Major Changes

Most of our major changes have resulted from our meetings with Intel labs, and becoming more familiar with the challenges parallelizing ODE pose. First, we are now focusing more on multi-threading than multi-processor systems. Secondly, a lot of our focus has also shifted, on the basis of the recommendations from Intel labs, to focusing much more on profiling the code, identifying ways of parallelizing each section, and examining the inherent difficulties, rather than attempting to parallelize multiple different sections. Our parallelization focus will probably remain on the collision detection portions of ODE.

Accomplished So Far

We acquired more interesting test cases from Intel, that showed that there appear to be two places that take most of the time: either in collision detection (collide2() and collide()) or in a solver for the linear complementarity problem. In particular, the DPR related test cases spend almost all of their time in collision detection, while sparcer models for more general robots spend a good chunk of time in each. This reaffirmed our plan to focus on parallelizing collision detection, since this is one of the major slowdowns in ODE. We have made an attempt at parallelizing collide2() and have identified how to parallelize collide() in a similar fashion. We have also found a parallel algorithm that may work to speedup the solver (they have to solve a linear complementarity problem, or LCP, frequently), though it appears a full parallel implementation of LCP is outside the scope of our project.

Meeting Our Milestone

We have almost met our milestone, of having one version parallelized and another ready to go.

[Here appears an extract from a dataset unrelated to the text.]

Issue #2379, opened 2019-02-23
DataExplorer building error: netcdfcpp.h not found


endJunction:
Detection of where the netcdfcpp library is installed is not accurate.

We have an implementation of one of the two collision functions. It took more time than we expected to accomplish all the profiling.

Surprises

ODE is a large system, not very well documented, and the programs available for profiling do not produce easy to understand output. Profiling and identifying areas strongly suited for parallelization has been more time consuming than expected. Also, some data structures used in ODE are strongly serial (for instance, walking a linked list) which makes parallelization more difficult.

Revised Schedule

Today: November 20--project milestone

Obtain preliminary results from at least one parallelization method accomplished. Also, another method of parallelization should be at least one week into being coded we have identified, but not coded, this method. The rest of our schedule:

1 week--November 27

Complete second method of parallellization. Modify as necessary. Iterate by running on dual core and 8-way machines, test new attempts for parallelization, repeat.

2 weeks--December 4

Writeup is due. All results have been obtained and analyzed.

Resources Needed

Our first pass at double checking our implementations for parallelized collision detection will probably be tested on our laptops (dual core machines) and desktops (quad core machines). After that, we think access to 8-way machines will be sufficient to test the effects of parallelization.